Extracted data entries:
PR #760, opened 2026-06-29
feat(self-driving): integrate first when the project has no PostHog

gewenyu99:
## Problem

Self-driving assumed the project already had a PostHog SDK. A project without one had nowhere to start — no events, no signals, nothing to drive.

## Changes

When PostHog isn't found, the wizard sets it up first, then hands off to Self-driving:

`intro → "No PostHog found" → auth → detect-and-pick → integration → handoff → Self-driving`

- **Deterministic presence check** picks the branch. Found → straight to Self-driving, no note. Not found → integrate first.
- **Agentic detect-and-pick screen** after auth, mirroring source-maps: a Haiku agent scans the repo and the user picks which project to set PostHog up in. A monorepo can have several; a single project is still a one-item confirm. A detection failure falls back to the manual framework picker.
- **Integration runs scoped to the picked project** — for a monorepo, the chosen sub-app rather than the repo root.
- **Handoff screen** bridges to Self-driving ("PostHog is installed — now set up Self-driving"), with the integration report path.
- **One login.** The integration and Self-driving phases reuse the credentials from the first auth instead of launching a second OAuth, which re-prompted and failed with a 400.
- The in-program run-phase loop is one shared, id-agnostic helper (`runInProgramPhases`), used by both the runner and the snapshot harness.

## Test plan

- Manual run against a single-file Express app and a turborepo monorepo: detect → pick → integration → handoff → Self-driving.
- `pnpm test` — offline flow-trace, router, step, and screen tests.

<details>
<summary>Screens</summary>

Integration check
Detect and pick
Handoff

</details>

> Self-driving needs interactive browser steps (the GitHub App install, issue-tracker OAuth), so it can't run to completion in the headless snapshot harness — hence the manual screens above rather than captured snapshots.


gewenyu99:
* **#767** <a href="https://app.graphite.com/github/pr/PostHog/wizard/767?utm_source=stack-comment-icon" target="_blank">Graphite</a>
* **#760** <a href="https://app.graphite.com/github/pr/PostHog/wizard/760?utm_source=stack-comment-icon" target="_blank">Graphite</a> 👈 <a href="https://app.graphite.com/github/pr/PostHog/wizard/760?utm_source=stack-comment-view-in-graphite" target="_blank">(View in Graphite)</a>
* `main`


<h2></h2>

src/commands/self-driving.ts
```diff
@@ -8,6 +8,12 @@ export const selfDrivingCommand: Command = {
   description: selfDrivingConfig.description,
   options: {
     ...skillProgramOptions,
+    integrate: {
```
sortafreel, line 11: My main confusion is that it's not clear how to test it locally - I nuked the env, picked a repo with no PostHog events, but it still skips integrate (probably because it checks something in `test@posthog.com` account that blocks it from running `integrate`).

Will try to create a new account locally, but would appreciate having a bit more instructions for local usage :)

src/lib/programs/posthog-integration/index.ts
```diff
@@ -277,3 +277,20 @@ Important: Use the detect_package_manager tool (from the wizard-tools MCP server
...
+ * import this and splice it into their own step list to compose the
+ * integration's work as one of their run steps — self-driving sets up PostHog
+ * this way before its own run. The host program supplies `show`/`onRunPrep`/
+ * `targetDir`; this carries the run.
+ */
+export const integrationRunStep: ProgramStep = {
+  id: 'run',
+  label: 'Integration',
+  screenId: 'run',
+  run: (session) => runAgent(posthogIntegrationConfig, session),
```
sortafreel, line 292: Concern: does it run as a linear runner? Meaning, do we call `await analytics.shutdown('success')` somewhere and kill all the self-driving analytics afterward, as `analytics` looks like a singleton? 👀 

If yes - should we gate the outro (to avoid `analytics.shutdown()`) for this case? Or skip steps 11-12 of the `integration` somehow?

src/lib/programs/self-driving/detect.ts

• Task statement:
Where the string "export" turns up in a line of the data above, copy that whole line.

• Solved problem:
@@ -8,6 +8,12 @@ export const selfDrivingCommand: Command = {
+export const integrationRunStep: ProgramStep = {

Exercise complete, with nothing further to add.